C++ | Least squares

Challenge introduction

This challenge provides valuable practice as it combines various mathematical concepts, data handling, and computational techniques. By requiring the use of the least squares method to fit a second-degree polynomial to a dataset, it encourages the application of linear algebra and matrix operations practically. Additionally, the task involves reading data from an external file, which introduces file handling and input/output operations. Moreover, dealing with potential singularity issues in the coefficient matrix further tests error handling skills. In summary, this problem encompasses a wide range of mathematical and programming skills in both mathematical and computational domains.

The problem is sourced from the programming languages subject from UNED and is available at the following link. I recommend attempting to solve the challenge independently before reviewing the provided solution.

Problem statement

The goal is to calculate, using the least squares method, the following second-degree polynomial:

    \(y = b_{0} + b_{1} · x + b_{2} · x^2\)

that best fits a dataset \((x_1, y_1), . . . , (x_n, y_n)\) stored in a text file. The pairs of values \((x_i, y_i)\) are real numbers. The coefficients of the polynomial \((b_0, b_1, b_2)\) are computed by solving the following system of three linear equations with three unknowns:

        \(\displaystyle b_0 · n + b_1 · \sum_{j=1}^{n}x_j + b_2 · \sum_{j=1}^{n}x^2_j = \sum_{j=1}^{n}y_j \)

    \(\displaystyle b_0 · \sum_{j=1}^{n}x_j + b_1 · \sum_{j=1}^{n}x^2_j + b_2 · \sum_{j=1}^{n}x^3_j = \sum_{j=1}^{n}x_j · y_j \)

    \(\displaystyle b_0 · \sum_{j=1}^{n}x^2_j + b_1 · \sum_{j=1}^{n}x^3_j + b_2 · \sum_{j=1}^{n}x^4_j = \sum_{j=1}^{n}x^2_j · y_j \)

The data file \((x_1, y_1), . . . , (x_n, y_n)\) has n rows and 2 columns.
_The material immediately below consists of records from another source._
PR #3216, opened 2020-04-15
changes to PTA histogram normalisation

GarethDaviesGW:
Renormalise PTA histogram to a PDF when reading

Take account of expected noise in PTA histogram in ExpFitSGFgBgNormNewStatistic

(also renaming some statistics)

### DIFF
--- a/pycbc/events/stat.py
+++ b/pycbc/events/stat.py
@@ -278,6 +278,7 @@ class PhaseTDNewStatistic(NewSNRStatistic):
         self.ref_snr = 5.0
         self.relsense = {}
         self.swidth = self.pwidth = self.twidth = None
+        self.srbmin = self.srbmax = None
         self.max_penalty = None
         self.pdtype = []
         self.weights = {}
@@ -1194,10 +1195,10 @@ class ExpFitSGFgBgNormNewStatistic(PhaseTDNewStatistic,
         # noise coincs for n_ifos > 2
         noise_twindow = coinc_rate.multiifo_noise_coincident_area(
                             self.hist_ifos, kwargs['time_addition'])
-        hist_volume = noise_twindow * (2 * numpy.pi * (self.srbmax - self.srbmin)
-                                       * self.swidth) ** (n_ifos - 1)
+        hist_vol = noise_twindow * (2 * numpy.pi * (self.srbmax - self.srbmin)
+                                    * self.swidth) ** (n_ifos - 1)
 
-        logr_n = - numpy.log(hist_volume)
+        logr_n = - numpy.log(hist_vol)
 
         # Combine to get final statistic
         loglr = logr_s - logr_n + network_logvol - ln_noise_rate
--- a/pycbc/events/stat.py
+++ b/pycbc/events/stat.py
@@ -1182,11 +1182,14 @@ class ExpFitSGFgBgNormNewStatistic(PhaseTDNewStatistic,
         benchmark_logvol = s[0][1]['benchmark_logvol']
         network_logvol -= benchmark_logvol
 
-        # Use prior histogram to get log signal rate
+        # Use prior histogram to get Bayes factor for signal vs noise given
+        # time, phase and SNR differences between IFOs
+        # First get signal term logr_s
         stat = {ifo: st for ifo, st in s}
-        logr_shist = self.logsignalrate_multiifo(stat,
+        logr_s = self.logsignalrate_multiifo(stat,
                                              slide * step, to_shift)
 
+        # Calculate noise term of phase-time-amplitude Bayes factor, logr_n
         noise_twindow = coinc_rate.multiifo_noise_coincident_area(
                             self.hist_ifos, kwargs['time_addition'])
         # Calculate the volume of the histogram which could be filled by
@@ -1205,10 +1208,13 @@ class ExpFitSGFgBgNormNewStatistic(PhaseTDNewStatistic,
 
         # One over this volume will be the PDF assuming uniform noise
         # distributions in each dimension.
-        logr_nhist = - numpy.log(hist_vol)
+        logr_n = - numpy.log(hist_vol)
+
+        # Combine the signal and noise terms of the PTA Bayes factor
+        pta_bf = logr_s - logr_n
 
         # Combine to get final statistic
-        loglr = logr_shist - logr_nhist + network_logvol - ln_noise_rate
+        loglr = network_logvol - ln_noise_rate + pta_bf
         # cut off underflowing and very small values
         loglr[loglr < -30.] = -30.
         return loglr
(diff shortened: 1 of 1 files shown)


GarethDaviesGW:
Note: Codebeat issues are ones which were there before, but are showing up as new due to statistic renaming

pycbc/events/stat.py
```diff
@@ -1174,26 +1182,41 @@ def coinc_multiifo(self, s, slide, step, to_shift,
         benchmark_logvol = s[0][1]['benchmark_logvol']
         network_logvol -= benchmark_logvol
 
+        # Use prior histogram to get log signal rate
         stat = {ifo: st for ifo, st in s}
         logr_s = self.logsignalrate_multiifo(stat,
                                              slide * step, to_shift)
 
-        loglr = logr_s + network_logvol - ln_noise_rate
+        # Calculate noise rate in each bin given uniform phase time diffs
```
tdent, line 1190: I'm not seeing why we want to calculate noise rate in each bin if the signal rate term is now a proper density, i.e. rate per volume not rate per bin

pycbc/events/stat.py
```diff
@@ -1174,26 +1182,41 @@ def coinc_multiifo(self, s, slide, step, to_shift,
...
+        # and SNR ratio.
+        # Calculate bin & histogram volumes
```
tdent, line 1192: comment seems out of place - the code it's commenting only defines the n_ifos variable, which doesn't require explanation

pycbc/events/stat.py
```diff
@@ -1174,26 +1182,41 @@ def coinc_multiifo(self, s, slide, step, to_shift,
...
+        # noise coincs for n_ifos > 2
+        noise_twindow = coinc_rate.multiifo_noise_coincident_area(
+                            self.hist_ifos, kwargs['time_addition'])
+        hist_vol = noise_twindow * (2 * numpy.pi * (self.srbmax - self.srbmin)
+                                    * self.swidth) ** (n_ifos - 1)
+
+        logr_n = - numpy.log(hist_vol)
+
+        # Combine to get final statistic
+        loglr = logr_s - logr_n + network_logvol - ln_noise_rate
```
tdent, line 1204: this seems to have two noise rate terms, logr_n and ln_noise rate, I don't immediately see how they are supposed to fit together

pycbc/events/stat.py
```diff
@@ -1174,26 +1182,41 @@ def coinc_multiifo(self, s, slide, step, to_shift,
...
-        loglr = logr_s + network_logvol - ln_noise_rate
+        # Calculate noise rate in each bin given uniform phase time diffs
+        # and SNR ratio.
+        # Calculate bin & histogram volumes
+        n_ifos = len(self.hist_ifos)
+        # Effective histogram volume, as not all bins will be occupied by
+        # noise coincs for n_ifos > 2
+        noise_twindow = coinc_rate.multiifo_noise_coincident_area(
+                            self.hist_ifos, kwargs['time_addition'])
+        hist_vol = noise_twindow * (2 * numpy.pi * (self.srbmax - self.srbmin)
```
tdent, line 1198: what calculation is being done here needs to be explained a bit more, if we aren't referring to an equation : what is 2 pi doing?  what is the srbmax/srbmin thing for?  why is it relevant that not all bins are occupied?  (as we don't use bins to estimate density of noise coincs)

tdent:
@GarethDaviesGW the idea here is to rename the statistic that is being used for the multi-ifo paper and also to 'fix' the relative normalization? 
I think this should be OK given that we probably don't want to use the 'wrongly/randomly normalized' previous incarnation of the statistic.  If we did want to compare the new one to the previous one, the procedure would be to go back to an older version that contained the previous calculation .. well, or use 'a run I made earlier'.

pycbc/events/stat.py
```diff
@@ -1174,26 +1182,41 @@ def coinc_multiifo(self, s, slide, step, to_shift,
...
+
+        # Combine to get final statistic
+        loglr = logr_s - logr_n + network_logvol - ln_noise_rate
         # cut off underflowing and very small values
         loglr[loglr < -30.] = -30.
         return loglr
 
 
-class TwoOGCStatistic(ExpFitSGFgBgRateNewStatistic):
+class ExpFitSGPSDFgBgNormDensityStatistic(ExpFitSGFgBgNormNewStatistic):
```
tdent, line 1210: I don't think we need `Density` in the name here

pycbc/events/stat.py
```diff
@@ -1174,26 +1182,41 @@ def coinc_multiifo(self, s, slide, step, to_shift,
...
     def __init__(self, files=None, ifos=None, **kwargs):
-        ExpFitSGFgBgRateNewStatistic.__init__(self, files=files, ifos=ifos,
+        ExpFitSGFgBgNormNewStatistic.__init__(self, files=files, ifos=ifos,
                                               **kwargs)
         self.get_newsnr = ranking.get_newsnr_sgveto_psdvar_scaled
 
 
-class TwoOGCBBHStatistic(ExpFitSGFgBgRateNewStatistic):
+class ExpFitSGPSDFgBgNormDensityBBHStatistic(ExpFitSGFgBgNormNewStatistic):
```
tdent, line 1217: ditto here, can remove `Density`

GarethDaviesGW:
I've tried to improve commenting and explanation for each of the steps of the new calculation

pycbc/events/stat.py
```diff
@@ -1174,26 +1182,54 @@ def coinc_multiifo(self, s, slide, step, to_shift,
...
         stat = {ifo: st for ifo, st in s}
         logr_s = self.logsignalrate_multiifo(stat,
                                              slide * step, to_shift)
 
-        loglr = logr_s + network_logvol - ln_noise_rate
+        # Calculate noise term of phase-time-amplitude Bayes factor, logr_n
+        noise_twindow = coinc_rate.multiifo_noise_coincident_area(
+                            self.hist_ifos, kwargs['time_addition'])
+        # Calculate the volume of the histogram which could be filled by
+        # noise coincidences. Not all bins may be occupied due to
```
tdent, line 1196: i'd suggest not talking about 'the histogram' here - a histogram is just a clunky way of calculating/storing a density over some space. what is being calculated is the volume of phase/time/amplitude space. 

I'll edit via the web interface since other points look fine

tdent:
@GarethDaviesGW @ahnitz I've rejigged a bunch of comments, resolved (hopefully correctly) the conflict from Ian's 2-dethist improvement, and also dealt with #3222 , again hopefully correctly. Can you take a look and see if it all makes sense?

GarethDaviesGW:
self.hist usage looks correct to me - it isn't used as a dict where this is applied so use as a flag makes sense

PR #3217, opened 2020-04-15
PTA histogram - wrap phase, remove extraneous snr ratio bins

GarethDaviesGW:
Some bins were outside of the ranges of phase difference and SNR ratio due to smoothing

This PR makes the phases wrap back into the 0-2pi range when smoothing and removes any bins above/below the SNR ratio allowed range

### DIFF
--- a/bin/hdfcoinc/pycbc_multiifo_dtphase
+++ b/bin/hdfcoinc/pycbc_multiifo_dtphase
@@ -6,10 +6,10 @@ doing a simple monte-carlo
 Output is the relative amplitude, time, and phase as compared to a reference
 IFO. A separate calculation is done for each IFO as a possible reference.
 The data is stored as two vectors : one vector gives the discrete integer bin
-corresponding to a particular location in 3*(Nifo-1)-dimensional 
+corresponding to a particular location in 3*(Nifo-1)-dimensional
 amplitude/time/phase space, the other gives the weight assigned to that bin.
 To get the signal rate this weight should be scaled by the local sensitivity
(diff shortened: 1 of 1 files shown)


tdent:
is there a plot of the effect of the wrapping / cutting on the phase/time histogram or (say) the snr/time histogram ?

The i-th row contains \(x_i\) in the first column and \(y_i\) in the second. Write a C++ program that performs the following actions:

  1. Display a message on the console, asking the user to enter the name of the text file where the data is stored. Read the filename from the console.
  2. Open the file for reading. If an error occurs, terminate.
  3. Read the file, storing the values in two double-type vectors named \(vX\) and \(vY\).
  4. Solve the system of equations. To do this, calculate the inverse of the coefficient matrix of the system. If the matrix is singular, terminate.
  5. Display the adjusted polynomial on the console, with numeric values in scientific notation and 4 digits of precision.
  6. Terminate.

Solution

In approaching this problem, the emphasis has been on simplicity, leveraging the explicit structure of the problem rather than developing generalized functions for mathematical techniques that could be applied to other scenarios. This simplification is particularly evident in the functions defining the coefficient matrix and the constant vector, which directly translate the equations from the problem statement instead of pursuing broader, more abstract approaches. However, in certain operations, such as matrix inversion, functions suitable for matrices of any dimension have been employed, making use of recursive properties.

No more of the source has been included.